The Commission's Baldwin says:

Our partner bodies don't need any encouragement from us to develop best practice and make sure that they're working well with others across different different parts of the public sector. What we're here to do is make sure that we work together to understand common purposes that haven't quite been focused on before. 

For example, we've done a lot of work on the technical side with partner bodies. And we've published some guidance at a basic, but necessary, level for people working in the public sector on how best to access location data. And we've also brought together data that sits inside the partner bodies within one government licence.

So we're doing a range of things with those partner bodies, and using their experience and capability to point us in the right direction for the future.

Meanwhile, industry body techUK also has a Geospatial Data Campaign, so there is a lot of positive, directional activity within the UK.

Another issue is to do with skills: the UK's geospatial strategy commits the government to producing a study that pinpoints sectors and roles that need geospatial skills. These include establishing geospatial apprenticeships. She says: 

We all benefit from having people interested, at the start of their careers, in working with different bits of government and industry. We've made some commitments, some pretty early commitments in the strategy, to explore what geospatial apprenticeships would look like, and we're in the middle of that work. 

It's really interesting for us, because the way that apprenticeships are defined is necessarily specific, because they need to attach to the industry the ability for companies to understand exactly what they are training people to provide. 

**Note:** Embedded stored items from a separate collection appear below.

PR #471, opened 2026-07-01
fix(package): ship uninstall cleanup script

Anmolnoor:
## What

Ships `scripts/uninstall.js` in the npm package.

## Why

This complements the fix from @isaukywhite in #469 for #434. That PR makes `scripts/uninstall.js` safer when `settings.json` is malformed, but the npm package currently does not ship `scripts/uninstall.js`, even though the README tells users to run it.

## How

Add `scripts/uninstall.js` to `package.json`'s `files` list and add a package regression test using `npm pack --dry-run --json`.

## Test

`node --test tests/package.test.js tests/uninstall.test.js`

Related: #469 by @isaukywhite
Refs #434

### DIFF
--- a/package.json
+++ b/package.json
@@ -27,6 +27,7 @@
     "skills/",
     ".opencode/",
     "pi-extension/",
+    "scripts/uninstall.js",
     "assets/",
     "LICENSE"
   ],
--- a/tests/package.test.js
+++ b/tests/package.test.js
@@ -1,0 +1,32 @@
+#!/usr/bin/env node
+
+const test = require('node:test');
+const assert = require('node:assert/strict');
+const fs = require('fs');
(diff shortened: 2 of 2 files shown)


DietrichGebert:
Thanks @Anmolnoor, this was a real gap: the README tells users to run scripts/uninstall.js but the package did not ship it. I landed the fix in #538 (merged) and credited you as co-author. One change: I replaced the npm pack subprocess test with a plain files-array assertion. The pack test passed in CI but broke when run standalone on Windows (spawnSync on npm.cmd without shell:true throws EINVAL on modern Node), which your own test command would hit. The assertion guards the same regression on every platform with no subprocess. Closing this in favor of #538. Appreciate the catch.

Geospatial skills, and what those will look like in future, is a big question.

My take

It is good to know that the UK is more on top of the strategic agenda in this field than it is given credit for, just as the government has set out clear, ambitious goals in other technology areas, such as robotics, AI, green energy, and new transport solutions. So it is unfortunate that all of this good work takes place at a time of broader economic and political chaos.